-
Notifications
You must be signed in to change notification settings - Fork 177
Using Boto3 to create EMR cluster. #8
Description
Hi All,
I am trying to automate the EMR cluster creation using Boto3. Which i am using to create the EMR cluster. I need a cluster created with Impala configured.
Here is the parmas i passed to run_job_flow
Name='AutmateEMR',
ReleaseLabel='emr-4.6.0',
Instances={
'InstanceGroups': [{'InstanceCount':4,'InstanceRole':'CORE','InstanceType':'r3.8xlarge','Name':'slave'},{'InstanceCount':1,'InstanceRole':'MASTER','InstanceType':'r3.8xlarge','Name':'master'}],
'Ec2KeyName': 'MyKey',
'KeepJobFlowAliveWhenNoSteps': True,
'TerminationProtected': False,
'Ec2SubnetId': 'id',
'EmrManagedMasterSecurityGroup': 'value',
'EmrManagedSlaveSecurityGroup': 'value',
'ServiceAccessSecurityGroup': 'value',
},
BootstrapActions=[{'Name': 'Install Impala2','ScriptBootstrapAction': {'Path': 's3://coeus/bigtop/impala/impala-install'}}],
Applications=[{'Name':'Hadoop','Name':'Spark','Name':'Ganglia','Name':'Hive','Name':'Presto-Sandbox'}],
JobFlowRole='EMR_EC2_DefaultRole',
ServiceRole='EMR_DefaultRole',
VisibleToAllUsers=True|False,
Tags=[{"Key":"owner","Value":"myname"}],
Configurations=[{"Classification":"hadoop-env","Properties":{},"Configurations":[{"Classification":"export","Properties":{"JAVA_HOME":"/usr/lib/jvm/java-1.8.0"},"Configurations":[]}]},{"Classification":"spark-env","Properties":{},"Configurations":[{"Classification":"export","Properties":{"JAVA_HOME":"/usr/lib/jvm/java-1.8.0"},"Configurations":[]}]}]
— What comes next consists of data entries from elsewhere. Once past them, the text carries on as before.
PR #202, opened 2018-08-28
Add null checks for obtainSharedPreferences

electrostat:
Add null checks within parent methods for `obtainSharedPreferences` 

Fixes https://github.com/mapbox/mapbox-gl-native/issues/12748

### DIFF
--- a/libtelemetry/src/main/java/com/mapbox/android/telemetry/TelemetryUtils.java
+++ b/libtelemetry/src/main/java/com/mapbox/android/telemetry/TelemetryUtils.java
@@ -177,14 +177,18 @@ public class TelemetryUtils {
   }
 
   static String retrieveVendorId() {
-    SharedPreferences sharedPreferences = obtainSharedPreferences();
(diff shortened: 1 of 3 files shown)


libtelemetry/src/main/java/com/mapbox/android/telemetry/TelemetryUtils.java
```diff
@@ -177,6 +177,10 @@ static boolean isEmpty(String string) {
   }
 
   static String retrieveVendorId() {
+    if (MapboxTelemetry.applicationContext == null) {
+      return updateVendorId();
```
Guardiola31337: Have we considered returning `obtainUniversalUniqueIdentifier()` here? Doing so, would remove the need for https://github.com/mapbox/mapbox-events-android/blob/329a1d657bbcf6ff555d64ef028d1a16f2c1d3ec/libtelemetry/src/main/java/com/mapbox/android/telemetry/TelemetryUtils.java#L199-L203 in `updateVendorId()` 👇

Issue #207, opened 2018-09-10
java.lang.ClassCastException: android.os.BinderProxy cannot be cast to com.mapbox.android.telemetry.TelemetryService$TelemetryBinder


andrlee:
Dups: https://github.com/mapbox/mapbox-gl-native/issues/12460

PR #209, opened 2018-09-10
Detect BinderProxy

electrostat:
Need to detect when the system sends a `BinderProxy` back instead of our actual service binder, once services is connected.

Fixes https://github.com/mapbox/mapbox-events-android/issues/207


libtelemetry/src/main/java/com/mapbox/android/telemetry/MapboxTelemetry.java
```diff
@@ -390,14 +390,18 @@ private ServiceConnection obtainServiceConnection() {
     return new ServiceConnection() {
       @Override
       public void onServiceConnected(ComponentName className, IBinder service) {
-        TelemetryService.TelemetryBinder binder = (TelemetryService.TelemetryBinder) service;
-        telemetryService = binder.obtainService();
-        telemetryService.addServiceTask(MapboxTelemetry.this);
-        if (telemetryService.obtainBoundInstances() == 0) {
-          telemetryService.injectEventsQueue(queue);
+        if (service.getClass() == TelemetryService.TelemetryBinder.class) {
```
andrlee: Would these be equivalent to what you're doing on line 393: 
option A: `if (service instanceof TelemetryService.TelemetryBinder)`
option B: `TelemetryService.TelemetryBinder.class.isAssignableFrom(service.getClass())`
What are pros and cons of these approaches / performance implications?

Issue #210, opened 2018-09-11
Obtain best location engine always returns `GoogleLocationEngine`


msh91:
We have an issue with `LocationEngineProvider`. It always returns `GoogleLocationEngine` as the best engine, but in some situations like when 'google play services' is not available or is out of date, so we can use `AndroidLocationEngine` instead.

msh91:
I've created a [PR](https://github.com/mapbox/mapbox-events-android/pull/211) to add this feature.
Please let me know your opinion about it.

PR #211, opened 2018-09-11
Check google play services availability for providing best location engine #210

msh91:
When 'google play services' is not available or is out of date, we can use AndroidLocationEngine instead.
Issue #210


liblocation/src/main/java/com/mapbox/android/core/location/LocationEngineProvider.java
```diff
@@ -67,13 +75,35 @@ private void initAvailableLocationEngines(Context context) {
...
+    // Check to see if google play services is installed and updated to required version
+    if (googlePlayAvailabilityResultCode == ConnectionResult.SUCCESS) {
+      bestLocationEngine = getGoogleLocationEngine();
+    } else {
+      bestLocationEngine = getAndroidLocationEngine();
+    }
+    return bestLocationEngine;
+  }
+
+  @Nullable
```
yunikkk: Is it really `Nullable`? `obtainBestLocationEngineAvailable ` which calls `obtainBestLocationEngine` then returns `NonNull`

msh91: It's because of `obtainLocationEngineBy(type)` which is `Nullable`. I think method `getGoogleLocationEngine` should be `Nullable` too, I forgot to annotate it.
But if we are sure that `obtainLocationEngineBy` is NonNull then we can remove `Nullable` annotations.

yunikkk: I'd suggest that `LocationEngine.Type.ANDROID` is always present while `LocationEngine.Type.GOOGLE_PLAY_SERVICES` is not since it depends on google services status.

msh91:
@yunikkk Thanks for comment, I removed it.

liblocation/src/main/java/com/mapbox/android/core/location/LocationEngineProvider.java
msh91: Thanks for the comment, I removed it.

msh91:
any news about this pull request ?!

yunikkk:
> any news about this pull request ?!

Maybe @electrostat can help here?

msh91:
@electrostat No urgency from me too. We can wait for the new release. 
Thank you.

PR #215, opened 2018-09-12
Update MOCK LocationEngine Type to REPLAY

danesfeder:
With https://github.com/mapbox/mapbox-navigation-android/pull/1039, the navigation repository is removing the `MockLocationEngine` in favor of a `ReplayRouteLocationEngine`.  

This PR is just updating the `Type` `enum` to better reflect the new naming on our side.  If this doesn't make sense or there is a better way to address this, I'm happy to update this PR or close.  

cc @andrlee

### DIFF
--- a/liblocation/src/main/java/com/mapbox/android/core/location/LocationEngine.java
+++ b/liblocation/src/main/java/com/mapbox/android/core/location/LocationEngine.java
@@ -16,7 +16,7 @@ import java.util.concurrent.CopyOnWriteArrayList;
  */
 public abstract class LocationEngine {
   public enum Type {
-    GOOGLE_PLAY_SERVICES, ANDROID, MOCK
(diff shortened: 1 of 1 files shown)


Guardiola31337:
Noting that this PR breaks SemVer and would require a major version bump.

IMO as commented in https://github.com/mapbox/mapbox-navigation-android/pull/1039#discussion_r216960076
> BTW at the end of the day this is a "mock" location engine anyways, right? For now, I think is fine, we can cut a ticket later upstream if needed.

the locations are ultimately "fake" so the naming here is not a problem, the "general" meaning of the type is untouched i.e. `MOCK` could mean "replay" too.

I'd suggest adding a new type `REPLAY` (instead of replacing the `MOCK` one as this PR did) if you think this is really necessary or rolling back this PR and leave it as was.

cc @electrostat @danesfeder @andrlee

Issue #1268, opened 2022-01-14
document foreign architecture images


loveshack:
After responding to an assertion that you can't build container images for ppc64le on amd64, I looked for something about it in the docs.  I can't see anything about building images for foreign architectures, and --arch might mislead people to think it will just work generally.  Anyway, it does basically just work after installing (on Debian) the qemu-user-static package to support execution in the container.  (The -static version is necessary.)  Unfortunately that isn't in current RHEL/EPEL, but is in Fedora; I haven't checked elsewhere.

Related to that, I wonder if it's worth mentioning images.linuxcontainers.org as a source of much rootfs for when you can't pull something off docker hub (like --arch ppc64le CentOS in my case).

reidpr:
This sounds like a good FAQ, yes. Would you be interested in submitting a draft of your procedure as a PR? We don't know enough about this area to do so based on the notes above.

loveshack:
I'll try to concoct something when I have a chance.

I've since noticed a nuisance that if I use --arch to pull, say, a
debian:11 ppc64le image on x86_64 and then try to use `FROM debian:11`
for a native build, it picks up the foreign one.  I wonder if there's a
workaround for that.

The something else occurred to me in the spirit of unprivileged
operation, which we like:  You can't do a foreign build that isn't a
straight pull and unpack without an obviously privileged installation of
the kernel binfmt hooks to make the virtualization work transparently.
However, I think you could make dockerfiles work for foreign images
anyway if there was a hook for RUN (possibly elsewhere?) to allow the
command to be prefixed by the appropriate qemu-...-static command, like
PRoot's -q:

```
      -q command, --qemu=command
              Execute guest programs through QEMU as specified by command.

              Each time a guest program is going to be executed, PRoot inserts
              the QEMU user-mode command in  front  of  the  initial  request.
              That way, guest programs actually run on a virtual guest CPU em‐
              ulated by QEMU user-mode.
```

You can install the qemu-user-static binaries in $HOME somewhere for use
with a hook like that, if you've acquired them by unpacking a system
package or whatever, and you should then be all set without a
cooperative system manager.

Does that sound plausible?  I haven't looked at doing it.

reidpr:
> I'll try to concoct something when I have a chance.

Fantastic, thank you.

[...]

PR #1291, opened 2022-02-24
FAQ: add foreign-arch image building and linuxcontainers

loveshack:
Here's a go at addressing #1268, hoping it's useful.  (I wrote something more extensive for local consumption, but that's rather messed up by using examples with centos8 and commands which will stop working in 0.27.)

By the way, the doc copyright footer should presumably have 2021 changed to 2022 and probably say something like "Triad Security and contributors" to cover contributions,

### DIFF
--- a/doc/faq.rst
+++ b/doc/faq.rst
@@ -953,62 +953,72 @@ One fix is to configure your :code:`.bashrc` or equivalent to:
      }
 
 
-.. _faq_foreign-images:
-
 How can I build images for a foreign architecture?
 --------------------------------------------------
 
 QEMU
 ~~~~
 
-Suppose you want to build Charliecloud containers on a system which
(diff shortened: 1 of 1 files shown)


reidpr:
@loveshack, this is fantastic. I did a (very light) copyedit and added an example. If it looks good to you, I'll merge.

heasterday (approved):

loveshack:
Sorry I didn't get round to looking at the amended version in time.  I
might wonder if Alpine is a good example in view of the missing fakeroot
support, but I guess it's small, and as you see fit.

[I found that showing simple Charliecloud solutions to things that
apparently couldn't be done -- originally building ppc64 images on the
system without privilege, and then on x86 -- just makes people look for
a way to do the same thing for Singularity.  PR...]

Issue #1305, opened 2022-03-16
ch-image pull erroneously using cached data


adrecord:
`ch-image pull` seems overlay aggressive in use of its download cache.

Below is a script that helps show the problem.  It uses docker to build a simple image that prints out a string, pushes the image to a container registry, then pulls and runs the image using both docker and charliecloud.  Note that you'll need to update `EXTERNAL_IMAGE` to point to an external registry tag where the container image can be pushed.  This script takes a single argument of the string to have the containerized script print.  To demonstrate the problem, run this script twice, passing in a different string to echo each time.  You'll notice the second time ch-run runs the original script, as `ch-image pull` has incorrectly used files from it's dlcache instead of pulling the new image.

```bash
#!/bin/bash

set -o xtrace

EXTERNAL_IMAGE=user/test:latest
MY_STRING=${1}

cat << EOF | docker build -t ${EXTERNAL_IMAGE} -f - . 
FROM alpine:latest
RUN printf '#!/bin/sh\necho "${MY_STRING}"\n' > /test.sh && chmod 755 /test.sh
EOF

docker push ${EXTERNAL_IMAGE}
docker pull ${EXTERNAL_IMAGE}
docker run --rm -it ${EXTERNAL_IMAGE} /test.sh
rm -rf ./test
ch-image pull ${EXTERNAL_IMAGE} ./test
ch-run --unset-env=* --set-env ./test -- /test.sh
```

I believe `ch-image pull` should never use the cache.

reidpr:
I think PR #1305 might address this.

I believe the right thing to do by default isn't re-download everything, but rather re-download just the manifest, and only if that indicates changes, re-download the config and layers.

j-ogas:
> I believe the right thing to do by default isn't re-download everything, but rather re-download just the manifest, and only if that indicates changes, re-download the config and layers.

If the manifest is automatically downloaded and checked for a hash difference, do we need `--no-cache` here? It seems to me that we can rely on the manifest to determine whether or not to use the dlcache files without user interaction. Thoughts?

reidpr:
At first glance that seems reasonable for normal operation, though for debugging I'd want to retain `--no-cache`.

adrecord:
> I believe the right thing to do by default isn't re-download everything, but rather re-download just the manifest, and only if that indicates changes, re-download the config and layers.

I agree, that makes more sense.

PR #1306, opened 2022-03-16
do not use cache on ch-image pull

adrecord:
PR for #1305


j-ogas:
Closing in favor of #1309.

This code successfully creates the cluster but when i try to run the MapR jobs like distcp on the cluster it throws this error
"Error: Could not find or load main class org.apache.hadoop.mapreduce.v2.app.MRAppMaster"
I created the cluster using the console and passing same parameters the cluster gets created and I am able to run the MapR commands (Distcp) without having any issues. I am not sure why does EMR cluster created with Boto3 has the issues with hadoop config.
Here is the cli export of the cluster i created using the console.
aws emr create-cluster --applications Name=Hadoop Name=Spark Name=Ganglia Name=Presto-Sandbox Name=Hive --bootstrap-actions '[{"Path":"s3://coeus/bigtop/impala/impala-install","Name":"Custom action"}]' --tags 'owner=myname' --ec2-attributes '{"KeyName":"mykey","InstanceProfile":"EMR_EC2_DefaultRole","ServiceAccessSecurityGroup":"","SubnetId":"","EmrManagedSlaveSecurityGroup":"","EmrManagedMasterSecurityGroup":""}' --service-role EMR_DefaultRole --release-label emr-4.6.0 --log-uri ' ' --name 'automate' --instance-groups '[{"InstanceCount":1,"InstanceGroupType":"MASTER","InstanceType":"r3.8xlarge","Name":"master"},{"InstanceCount":4,"InstanceGroupType":"CORE","InstanceType":"r3.8xlarge","Name":"slave"}]' --configurations '[{"Classification":"hadoop-env","Properties":{},"Configurations":[{"Classification":"export","Properties":{"JAVA_HOME":"/usr/lib/jvm/java-1.8.0"},"Configurations":[]}]},{"Classification":"spark-env","Properties":{},"Configurations":[{"Classification":"export","Properties":{"JAVA_HOME":"/usr/lib/jvm/java-1.8.0"},"Configurations":[]}]}]' --region
I am out of ideas why it should be happening. any help is highly appreciated.